NIPS 2018
Sun Dec 2nd through Sat the 8th, 2018 at Palais des Congrès de Montréal
Paper ID: 3133 Distributed Learning without Distress: Privacy-Preserving Empirical Risk Minimization

### Reviewer 1

This paper proposes a multiparty learning algorithm with two different approaches. In the first approach, they combine local models from different owners and then add noise to the global model before revealing it. In the second approach, the global model is trained by each data owner jointly and in each iteration, a sufficient amount of noise is added to the gradient. The gradient perturbation method proposed in this paper is similar to the method proposed in “A Differentially Private Stochastic Gradient Descent Algorithm for Multiparty Classification” by Rajkumar and Agarwal. First of all, it would be nice to mention the differences between that work. I think it’s also necessary to use that approach as a baseline in the experiments section. One general problem of this paper is referring to the appendix a lot. This makes the paper harder to follow and understand. Maybe, some of the proofs can be included in the main part of the paper and the more complicated mathematical operations can be given in the appendix. This situation affects the comprehensiveness of the paper. I also have some doubts about the “G” parameter. Is it possible to set the Lipschitz constant to 1 in this case? If it is how do you prove that? Other than this the number of iterations is important in differentially private settings and affect the performance a lot.

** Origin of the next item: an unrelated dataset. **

PR #10694, opened 2023-05-25
Chore - Respect esbuild config paths

adrinr:
## Description
We found an issue that if a package (lets say `backend-core`) was built, when building the server via esbuild, that dist folder was used instead of using the tsconfig.paths defined. This broke our dev experience.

How did you choose the “T”? In most of the cases MPC Grad P outperforms the other algorithms. How do you explain it performs better than the MPC Output P? To sum up, this is an important problem and this paper brings a solution to this problem.

### Reviewer 2

The problem under investigation in this work is jointly training of convex models over private data. The authors propose to combine MPC with differential privacy. By using MPC the amount of noise required by the differential privacy procedure can be reduced and therefore more accurate models can be built. ======= After reading the response of the authors my evaluation of this work has increased. I do see that there is some novelty in this work but given that several key references were missing, the paper requires a major revision. Moreover, the amount of novelty is limited compared to what is stated in the current version. While this paper may be accepted, it may have larger impact if the authors would take the time to make a big facelift to the paper as well as add more novel content. I have several concerns about this work: 1. The novelty of this work is not clear. For example, Chase et al.: “Private Collaborative Neural Network Learning” have already proposed using MPC to reduce the amount of noise required by Differential Privacy. They proposed a method that scales the noise by the size of the joint dataset, instead of the size of the smallest dataset $n_1$ by jointly computing the some of gradients and the number of records instead of each party computing the average on its data. 2. From the statements of the theorems it is not clear if the approach described here provides the right level of privacy. For example, Theorem 3.4 states that \Theta_T is \epsilon,\delta-differentially private. However, the participants in the joint learning process see \Theta_1, \Theta_2,\ldots,\Theta_T. What do these participants learn about other participants? 3. When adding the noise in the MPC setting it is important to define how the noise is generated since the party that generates the noise should not learn about the data more than allowed by the privacy requirements. 4. In theorem 3.5 the learning rate is bonded to the smoothness of the loss function, why does it make sense?